The book Being Logical: A guide to Good Thinking (Random House, New York, 2004, pp.131) was authored by D. Q McInerny, a professor of logic to student s at Notre Dame, the University of Kentucky, and Our Lady of Guadalupe Seminary. The author has written three previous textbooks on philosophy. This is his first book on logic, but as he writes, logic undergirds all thinking and goes to the core of what we mean by human intelligence.

Logic is the basis of all human thinking. It can be seen as science, art, and skill and goes to the very core of our abruptly to think, analyze, debate, and communicate. Written explicitly for the layman, McInerny shows that logic is a field that has profound bearing on our lives. McInerny has managed to make that field remarkably profound and lucid to the extent that the jacket pocket compares "Being Logical" to Strunck and White's Elements of Style.

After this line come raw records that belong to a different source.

PR #271, opened 2016-11-06
Add more intricate TypeByDefaultValue logic

nelsam:
The current documentation for `SetTypeByDefaultValue` suggests that I can set a default value and I will always be returned data for this key that is of that type.  The following code is similar to something I wrote based on that documentation before finding out that it actually ends up causing a panic:

```go
type Project struct {
    Name string
    Path string
    Gopath string
}

func init() {
    projects = viper.New()
    projects.SetTypeByDefaultValue(true)
    projects.SetDefault("projects", []Project{})
}

func Projects() []Project {
    return projects.Get("projects").([]Project)
}
```

This PR supports the above example, in addition to adding some tests for the prior code.  The solution is a bit naive, but I wanted to get feedback early on whether or not this is a feature that would be accepted.  If so, I think I'd need to at least fix up some of the panics in the code (specifically, anywhere `someVal.Set(convert(someOtherVal, typ))` is called - the current `convert` code falls back to returning the raw original value if it can't successfully convert, which will cause `someVal.Set` to panic).

A question for maintainers: what would be the correct thing to do when the data cannot be converted to the type of the default value?  I'm inclined to fall back to prior behavior (returning the raw data in `map[string]interface{}`, `[]interface{}`, `string`, or whatever format - just let the calling code complain if the data is wrong), but I think it's worth a discussion.

### DIFF
--- a/viper.go
+++ b/viper.go
@@ -592,7 +592,6 @@ func (v *Viper) Get(key string) interface{} {
 
 	valType := val
 	if v.typeByDefValue {
-		// TODO(bep) this branch isn't covered by a single test.
 		path := strings.Split(lcaseKey, v.keyDelim)
 		defVal := v.searchMap(v.defaults, path)
 		if defVal != nil {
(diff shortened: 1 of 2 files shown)


nelsam:
Closing as it's been sitting here for ages.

A mastery of logic begins with an understanding of right reasoning. It involves a connection between the relationship between logical thought and logical expression, as well as knowledge of the basic terms of argument, and a familiarity with the pitfalls of illogical thinking. To that end, McInerny consequently structures his book as a series of brief chapters that build one on the other to provide a clear introduction to coherent reasoning.

The basic premise of the book is illustration of the characteristics of an argument - how an argument is created and elaborated upon. McInerny also shows how the argument differs from other forms of intellectual discourse, and how the argument contains the elements of logic. Many find logic, per subject, complex and in its mathematical subtleties. McInerny simplifies these complexities of different logical premises and conclusions. He distinguishes statements of fact from statements of value, and discusses the principles and uses of major types of arguments spanning the spectrum from syllogistic to conditional. McInerny also shows his readers the elements of illogical thinking, showing us how to recognize and avoid the common errors of logic.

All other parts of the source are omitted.